E.(1) In lieu of receiving a lump-sum benefit payment as set forth in Paragraph (D)(3) of this Section, the member may elect to transfer the lump-sum payment into a self-directed account managed by a third-party provider.

(2) The board may hire a third-party provider to manage the self-directed accounts authorized by this Subsection. The third-party provider shall act as an agent of the fund for purposes of investing balances in the self-directed accounts of the participant as directed by the participant.

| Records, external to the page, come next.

PR #4321, opened 2025-02-07
Store script urls in database by reference

fviale:
When this option is enabled, script urls which contains a catalog url will be stored in the db by using $PA_CATALOG_REST_URL/path and this expression will be resolved to a local url when the job is loaded from the db.

To use this option, it is mandatory to set the catalog url manually in config/scheduler/settings.ini.

This is to prevent issues in HA active/passive of two servers using the same database

### DIFF
--- a/scheduler/scheduler-server/src/main/java/org/ow2/proactive/scheduler/core/db/ScriptData.java
+++ b/scheduler/scheduler-server/src/main/java/org/ow2/proactive/scheduler/core/db/ScriptData.java
@@ -40,6 +40,8 @@ import org.hibernate.type.SerializableToBlobType;
 import org.ow2.proactive.db.DatabaseManagerException;
 import org.ow2.proactive.scheduler.common.task.flow.FlowActionType;
 import org.ow2.proactive.scheduler.common.task.flow.FlowScript;
+import org.ow2.proactive.scheduler.core.properties.PASchedulerProperties;
+import org.ow2.proactive.scheduler.task.SchedulerVars;
 import org.ow2.proactive.scripting.InvalidScriptException;
 import org.ow2.proactive.scripting.Script;
 import org.ow2.proactive.scripting.SimpleScript;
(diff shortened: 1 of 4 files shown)


scheduler/scheduler-server/src/main/java/org/ow2/proactive/scheduler/core/db/ScriptData.java
```diff
@@ -186,13 +188,37 @@ protected static void initCommonAttributes(ScriptData scriptData, Script<?> scri
...
         if (script.getScriptUrl() != null) {
-            scriptData.setURL(script.getScriptUrl().toExternalForm());
+            scriptData.setURL(getDBUrl(script.getScriptUrl()));
         }
         if (script.getParameters() != null) {
             scriptData.setScriptParameters(Arrays.asList(script.getParameters()));
         }
     }
 
+    public static String getDBUrl(URL scriptUrl) {
```
AlexFalessi, line 198: Can be protected or with no modifier

scheduler/scheduler-server/src/main/java/org/ow2/proactive/scheduler/core/db/ScriptData.java
```diff
@@ -186,13 +188,37 @@ protected static void initCommonAttributes(ScriptData scriptData, Script<?> scri
...
+        String answer = scriptUrl.toExternalForm();
+        String catalogUrl = PASchedulerProperties.CATALOG_REST_URL.getValueAsString();
+        if (PASchedulerProperties.STORE_CATALOG_REF_IN_DB.getValueAsBoolean() && catalogUrl != null &&
+            answer.contains(catalogUrl)) {
+            return answer.replace(catalogUrl, "$" + SchedulerVars.PA_CATALOG_REST_URL.name());
+        }
+        return answer;
+    }
+
+    public static URL getScriptUrl(String dbUrl) throws MalformedURLException {
```
AlexFalessi, line 208: Same

AlexFalessi (approved):

scheduler/scheduler-server/src/main/java/org/ow2/proactive/scheduler/core/db/ScriptData.java
fviale: ok

mboussaa (approved):

PR #4325, opened 2025-03-13
Add group manager read and write endpoints

fviale:
Also:
 - added RoleAdminPermission (ability to read and write all groups) and RoleReaderPermission (ability to read its own group permissions)
 - regenerated security.java.policy-server using the api
 - in order to bypass cyclic dependencies between rest-server and scheduler-server, JAASParser is initialized inside scheduler-server and passed to CommonRest as a parameter interface
 - small unit test


fviale:
Retest this please

PR #328, opened 2017-03-19
Explicitly declare User variable

jesperbruunhansen:
Copy/pasting this snippet creates throws: `ReferenceError: User is not defined`.
Fix by explicitly define where to find variable.


slnode:

crandmck:
Thanks!

PR #330, opened 2017-03-21
Update Define-a-remote-hook.md

neeleshprat-camelot:
Typos


slnode:

crandmck:
@neeleshprat-camelot Thanks for catching this!

> a string that matches the remote method which you want to "hook" your function

Correct grammar would actually be:

"...a string that matches the remote method **to** which you want to "hook" your function..."

(which is presumably what I was trying to say in the first place, but I messed it up  :-(

Could you please make this change in your PR?

crandmck:
Thanks!

PR #338, opened 2017-03-29
Describe Authorization scopes

bajtos:
Documentation for the new feature to be added by https://github.com/strongloop/loopback/pull/3313.

Connect to strongloop/loopback#382

### DIFF
--- a/pages/en/lb3/Controlling-data-access.md
+++ b/pages/en/lb3/Controlling-data-access.md
@@ -204,10 +204,10 @@ It calculates the specifics by checking the access request against each ACL rule
 At each level, the matching yields three points:
 
 * 3: exact match
-* 2: wildcard match ('*')
+* 2: wildcard match (`'*'`)
 * -1: no match
 
-Higher-level matches take precedence over lower-level matches. For example, the exact match at model level will overweight the wildcard match.
+Higher-level matches take precedence over lower-level matches. For example, the exact match at model level will override the wildcard match.
 
 For example, consider the following access request:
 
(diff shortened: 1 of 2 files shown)


bajtos:
(This pull request must not be landed before the change in LoopBack is finished.)

superkhau (approved):

crandmck:
Actually, the doc PR should not be landed until the code is landed AND published to npm.

bajtos:
I have reworked the pull request to match what has been landed by strongloop/loopback#3313.

@ebarault @crandmck could you please review again?

crandmck (changes requested):
I went ahead and made wording and grammar edits directly in the branch, since that seemed most efficient.

IIUC, we should also update https://loopback.io/doc/en/lb3/Model-definition-JSON-file.html#methods since this feature will now be implemented.  Is that right?
If so, please add to this PR--or if you prefer I can take a stab at it next week.
Again, if I'm understanding, this reference info should largely duplicate what's in https://loopback.io/doc/en/lb3/Remote-methods.html#options.   If so, then instead of 
actually duplicating these tables, we can move them into the `_includes/content` and
single-source them so we only have to maintain them there.

pages/en/lb3/Controlling-data-access.md
```diff
@@ -253,45 +253,41 @@ Assuming the following ACL rules are defined:
...
-LoopBack provides a single built-in scope `DEFAULT` which is used whenever a method does not define any scopes or an access token does not contain any allowed scopes. This preserves backwards compatibility for existing applications.
+LoopBack provides the built-in scope `DEFAULT` that is used whenever a method does not define any scopes or an access token does not contain any allowed scopes. This preserves backwards compatibility for existing applications.
 " %}
 
 ### Define scopes required by remote methods
 
-The scopes are defined together with other remoting metadata via the new
-setting `accessScopes`. The user can invoke the remote method as long as their access token
-is granted at least one of the scopes listed in `accessScopes` array.
+The new model property `accessScopes` defines scopes as part of remoting metadata.
```
bajtos: @crandmck 
`accessScopes` is not a model property, it is a new property in remote method metadata. My proposal:

```diff
- The new model property `accessScopes` defines scopes as part of remoting metadata.
+ The new setting `accessScopes` defines scopes as part of remoting metadata.
```

bajtos:
@crandmck thank you for the edits.

> https://loopback.io/doc/en/lb3/Remote-methods.html#options

Good catch, `accessScopes` should be added to that table. I'll do that ASAP.

> IIUC, we should also update https://loopback.io/doc/en/lb3/Model-definition-JSON-file.html#methods since this feature will now be implemented. Is that right?

I am confused. The current doc pages says that remote methods cannot be configured via JSON files yet, but that hasn't been true for months. So yes, we should fix that section and I think that fix is independent of the changes I am making here. I am proposing to leave that out of scope of this pull request.

> Again, if I'm understanding, this reference info should largely duplicate what's in https://loopback.io/doc/en/lb3/Remote-methods.html#options. If so, then instead of
actually duplicating these tables, we can move them into the _includes/content and
single-source them so we only have to maintain them there.

Ditto, I am proposing to leave `_includes/content` out of scope of this patch.

bajtos:
Updated, PTAL.

pages/en/lb3/Controlling-data-access.md
crandmck: IIUC, it's a value set in the model JSON file, which is what I meant by a "model property".  Apparently that is confusing, but "setting" doesn't really convey any specific meaning.  

Perhaps it would be clearer to say 
> The `methods.accessScopes` property in the model JSON file defines...

crandmck:
> The current doc pages says that remote methods cannot be configured via JSON files yet, but that hasn't been true for months. So yes, we should fix that section and I think that fix is independent of the changes I am making here. I am proposing to leave that out of scope of this pull request.

No one told me, created an issue, or opened a doc PR, so apparently it was not documented (unless I'm missing something).  It's closely related to this PR, but we can do it separately if you prefer.
Added #352.

With [one small edit](https://github.com/strongloop/loopback.io/pull/338#discussion_r110962379) noted above I think this is ready to land, WHEN the change is published to npm.  We shouldn't land this until that time, though.

crandmck (approved):

crandmck:
Note: https://github.com/strongloop/loopback.io/commit/c3059946e7673214dc97f2487aa09ed83414c849 will require this to be rebased, because I added the doc for remote method config via JSON per #352.

pages/en/lb3/Controlling-data-access.md
bajtos: Done in ac92730

bajtos:
> Note: c305994 will require this to be rebased, because I added the doc for remote method config via JSON per #352.

Rebased, I moved the newly-added remote method option "accessScopes" to the new place you created.

>  I think this is ready to land, WHEN the change is published to npm. We shouldn't land this until that time, though.

Sounds good. I'd like to land https://github.com/strongloop/loopback/pull/3350 before making a new loopback 3.x release.

bajtos:
All required changes were landed and released in `loopback@3.7.0`. I'm going to rebase and land this patch.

The participant shall be given such options as comply with federal law for self-directed plans.

(3) Any participant who elects to transfer the lump-sum Back-DROP payment into a self-directed account agrees that the benefits payable to the participant are not the obligations of the state or the fund and that any returns and other rights of the plan are the sole liability and responsibility of the participant and the designated provider to which contributions have been made. Furthermore, each participant, in accordance with this provision, shall expressly waive his rights as set forth in Article X, Section 29(E)(5) of the Constitution of Louisiana as it relates to his Back-DROP account with the third-party provider. By electing to transfer the Back-DROP lump-sum payment into an account with a third-party provider, the participant agrees that he and the provider shall be responsible for complying with all applicable provisions of the Internal Revenue Code. The participant also agrees that if any violation of the Internal Revenue Code occurs as a result of the participant's decision to transfer his Back-DROP lump-sum payment into a self-directed account, it shall be the sole responsibility and liability of the participant and the provider and not of the state or the fund.

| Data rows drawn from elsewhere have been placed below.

PR #340, opened 2017-03-31
fixing hidden/protected examples

### LINKED ISSUE #339: modify examples for model hidden/protected properties
## URL of the page 

http://loopback.io/doc/en/lb3/Model-definition-JSON-file.html#hidden-properties

## Nature of the issue 

examples show the hidden/protected properties nested inside the properties object, but according to the code datasource-juggler/model.js hidden/protected should be defined as top level properties

ebarault:
fixes #339 
see further inlined comments

### DIFF
--- a/pages/en/lb2/Model-definition-JSON-file.md
+++ b/pages/en/lb2/Model-definition-JSON-file.md
@@ -551,16 +551,19 @@ An example of a hidden property is User.password:
 
 {% include code-caption.html content="common/models/user.json" %}
 ```javascript
-...
+{
+  ...
   "properties": {
     ...
     "password": {
       "type": "string",
       "required": true
     },
-...
-   "hidden": ["password"],
-...
+    ...
+  },
+  "hidden": ["password", "verificationToken"],
+  ...
+}
 ```
 
 If you want to white-list the fields returned instead of black-listing them, consider:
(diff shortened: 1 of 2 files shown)


pages/en/lb2/Model-definition-JSON-file.md
```diff
@@ -580,20 +583,23 @@ Author will have personal information such as social security number etc, and th
...
     "email": {
       "type": "string",
       "required": true
     },
-...
-   "protected": ["email"],
-...
+    ...
+  },
+  "protected": ["email"],
```
ebarault, line 600: well actually user.json has not protected property : should we fix this in loopback or change the example? 
cc: @bajtos

bajtos: >  well actually user.json has not protected property : should we fix this in loopback or change the example?

I don't fully understand the purpose of `protected` properties. @raymondfeng what's your opinion?

If I had to decide, I'd rather fix the example. E.g.

```diff
- An example of a protected property is User.email:
+ An example configuring `email` as a protected property:
```

bajtos (approved):
Nice, thank you for the pull request @ebarault!

ebarault:
the difference between hidden and protected properties is quite subtle and confuses quite a lot of people i'm afraid
- **hidden**: whether the property will be returned when the query directly targets the model
- **protected** : whether the property will be returned when the model is targeted is an included relation

password could be protected for sure, but alone. I'll go for your proposal @bajtos in the meantime

crandmck:
I'll go ahead and merge this, but I think it's worth clarifying the diff. btw hidden & protected properties since it's a source of confusion.  I'll do that separately.

ebarault:
@crandmck : thanks
please make sure to modify this
```diff
- An example of a protected property is User.email:
+ An example configuring `email` as a protected property:
```

crandmck:
ah ok, thx for the heads up..  I'll do that

PR #346, opened 2017-04-05
Link to example of discovery function usage

kjdelisle:
The existing message doesn't make it clear that the first example is _not_ for dumping model definitions to text, but rather for leveraging discovered definitions at runtime.


crandmck (approved):

crandmck:
Thanks!

PR #348, opened 2017-04-06
Fix typo in function name

kjdelisle:
Just a small fix as part of our doc review for discovery and migration.


crandmck:
Thanks @kjdelisle 

I see you updated `readmes/loopback-connector-cloudant.md` to include recent changes to its README.  While this doesn't do any harm, it's typically unnecessary, because we have Jenkins pipeline set up that runs a script to pull down the various READMEs used in the doc site once they are published to npm.  Of course, adding it manually means we get it before the connector is published to npm (which is fine if it's just a doc improvement, but can be a problem for example if it's info on a new feature which wouldn't generally be available until the repo is republished to npm).

More details in http://loopback.io/doc/en/contrib/Including-READMEs.html.

PR #350, opened 2017-04-09
Documents primaryKey option in relations

garrows:
This was only documented in the `hasOne` relation documentation even though it's supported in `belongsTo` & `hasMany` as well.

Source code support for this can be found here 
https://github.com/strongloop/loopback-datasource-juggler/blob/master/lib/relation-definition.js#L1237
https://github.com/strongloop/loopback-datasource-juggler/blob/master/lib/relation-definition.js#L599


slnode:

crandmck:
Thanks!

PR #355, opened 2017-04-11
Documented 'filter' mode on model.strict

garrows:
Implemented here https://github.com/strongloop/loopback-datasource-juggler/blob/master/lib/model.js#L254


slnode:

crandmck:
Thanks!

PR #358, opened 2017-04-14
update for soap ds.

crandmck:
Based on https://github.com/strongloop/loopback-cli/pull/29


rashmihunt (commented):
'how you can start with a SOAP WSDL document' should be changed to 'how you can start with a SOAP Web Service datasource'

rashmihunt (commented):
Remove the section:

Install strong-soap

Install the strong-soap Node module. This is a workaround until the ability to use the SOAP datasource instead of WSDL is supported.

npm install strong-soap --save

rashmihunt (changes requested):
@crandmck Added above review comments

PR #372, opened 2017-05-01
Update LoopBack-FAQ.md

wheel0ck:
How do you perform a password reset for a registered user?

When you start the project from scratch and follow the steps one by one, I think it is necessary to remember to configure the body parser and the loopback token otherwise we remain blocked for a while ...


slnode:

crandmck:
Thanks!

PR #292, opened 2020-07-01
initial setup

matteo-gildone:
Breadcrumb component like on Journal pages.

Screen Shot 2020-07-01 at 08 35 26


toolkits/global/packages/global-breadcrumb/scss/10-settings/default.scss
```diff
@@ -0,0 +1,6 @@
+$breadcrumb-font-family: $font-family-sans;
+$breadcrumb-font-size-sm: $font-size-sm;
```
alexkilgour, line 2: `$font-size-sm` is from the springer context and won't be available here. I would just whatever pixel value this represents here.

toolkits/global/packages/global-breadcrumb/scss/50-components/breadcrumb.scss
```diff
@@ -0,0 +1,14 @@
+.c-breadcrumb {
+	@include u-list-inline;
+	@include font-size($breadcrumb-font-size-sm);
```
alexkilgour, line 3: `font-size()` mixin is Springer only at the moment, just reference the variable

PR #294, opened 2020-07-01
rename component and add nature font size variation

matteo-gildone:


toolkits/global/packages/global-breadcrumbs/package.json
```diff
@@ -1,6 +1,6 @@
 {
     "name": "@springernature/global-breadcrumbs",
-    "version": "0.0.1",
+    "version": "1.0.0",
```
alexkilgour, line 3: this should be `0.1.0` to match history

PR #297, opened 2020-07-03
Move RFS to be internal to brand-context

alexkilgour:
Springer uses [`RFS`](https://github.com/twbs/rfs/tree/v8.0.4) as an external dependency, but because of the way the package is written we cannot include it in the `brand-context` whilst maintaining our desired source ordering. This has meant that apps have to manually include (1) the `RFS` settings from `brand-context`, then (2) the `RFS` library itself at the top of the main include.

This has caused issues for apps that don't realise it needs to be included, and it would be much easier if we could bundle this within `brand-context`.

This PR takes the `RFS` code and embeds it within `brand-context` so that we no longer require a dependency. It makes the following changes:

1. Splits the `RFS` code into `settings` and `mixins` to fit within our architecture
2. Removes the use of `!default` so that we can override settings on a per brand basis
3. Has to duplicate the caching inside each brand (currently only springer) settings file so the correct values are generated
4. Add SASS testing (via new utility) to verify that the parts of `rfs` we use are working as expected

This now means that `RFS` is available to _all_ brands, not just Springer. There is a question as to whether we use this at all going forward, but for now, we do and this should make adoption of the `brand-context` easier for developers.


benjclark:
Has all this code been linted? Looks like some files have 2 spaces indents and others use tab indents. Tab indents seems to be what js and scss files use across toolkits from my quick check

alexkilgour:
> Has all this code been linted? Looks like some files have 2 spaces indents and others use tab indents. Tab indents seems to be what js and scss files use across toolkits from my quick check

Hmmm, it passes all the linting checks, let me look

context/brand-context/default/scss/10-settings/rfs.scss
```diff
@@ -0,0 +1,69 @@
...
+
+@if $rfs-breakpoint-unit != px and $rfs-breakpoint-unit != em and $rfs-breakpoint-unit != rem {
+  @error "`#{$rfs-breakpoint-unit}` is not a valid unit for $rfs-breakpoint-unit. Use `px`, `em` or `rem`.";
+}
+
+// Resize font size based on screen height and width
+$rfs-two-dimensional: false;
+
+// Factor of decrease
+$rfs-factor: 10;
```
benjclark, line 31: springer currently sets this as `1.6` as I'm guessing `10` was too extreme. Was this the value copied directly from their source code or did you decide upon this as the default?

context/brand-context/default/scss/10-settings/rfs.scss
```diff
@@ -0,0 +1,69 @@
...
+
+@if type-of($rfs-factor) != "number" or $rfs-factor <= 1 {
+  @error "`#{$rfs-factor}` is not a valid  $rfs-factor, it must be greater than 1.";
+}
+
+// Generate enable or disable classes. Possibilities: false, "enable" or "disable"
+$rfs-class: false;
+
+// 1 rem = $rfs-rem-value px
+$rfs-rem-value: 16;
```
benjclark, line 41: brand context's `typography.scss` currently sets the font-size as `62.5%` on the html element which in effect means `font-size: 10px`  as the baseline font size on our sites. Therefore we set this variable to `10` in our rfs setup on springer to tell the plugin that.

context/brand-context/default/scss/10-settings/rfs.scss
alexkilgour: This is in the `default` brand, and is an exact copy of the `rfs` defaults. There is a `springer/scss/10-settings/rfs.scss` file that sets the springer settings to override these

context/brand-context/default/scss/10-settings/rfs.scss
benjclark: https://github.com/twbs/rfs#rem-value-number for reference

alexkilgour: this is overridden in `springer/scss/10-settings/rfs.scss`

benjclark: if we are going to have 62.5% set as the default for projects using brand context maybe this default should align to prevent every project from having to override it?

alexkilgour: the settings in `default` are all exactly as `rfs` defined them

context/brand-context/default/scss/10-settings/rfs.scss
benjclark: oh yeah I just meant maybe we should default to a low factor and let people choose more extreme factors if they have a specific need

context/brand-context/default/scss/10-settings/rfs.scss
benjclark: oh yeah I get that, I'm just saying that we could save everyone the hassle of having to override this by changing this default to `10` which would align with the decision we made in brand context to default the font-size to `62.5%`. Otherwise every project that uses brand-context (which I assume all will?) will need to know that they need to override the `$rfs-rem-value` to `10` in their rfs settings file

alexkilgour: Yeah, that does make sense. I was taking the approach of exactly replicating `rfs` so the process was the same, but maybe this does make things easier

alexkilgour:
I have updated the `default` font-size to `10px` (the same as springer) so that `html { font-size: 62.5% }` works for the default brand. Have changed the `rfs-factor` to `1.2`, more sensible than `10` but still different from springer as one of the important things to test is that the imports work and brands can override `default` settings. Having at least one difference means that I can test this!

PR #299, opened 2020-07-06
Add aria-pressed to support non-native buttons on expander

ricky-lau:


benjclark:
When you come to bump the version in Oscar can you make sure you bump the global-popup to use this version of global-expander too. Thanks!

(4) There shall be no liability on the part of and no cause of action of any nature shall arise against the state, the fund, or the agents or employees of the state or the fund for any action taken by the participant or for choices the participant makes in relationship to the self-directed account funds in which he chooses to place his account balance.

Acts 2008, No. 398, §1, eff. Oct. 1, 2008; Acts 2014, No. 143, §1, eff. May 22, 2014.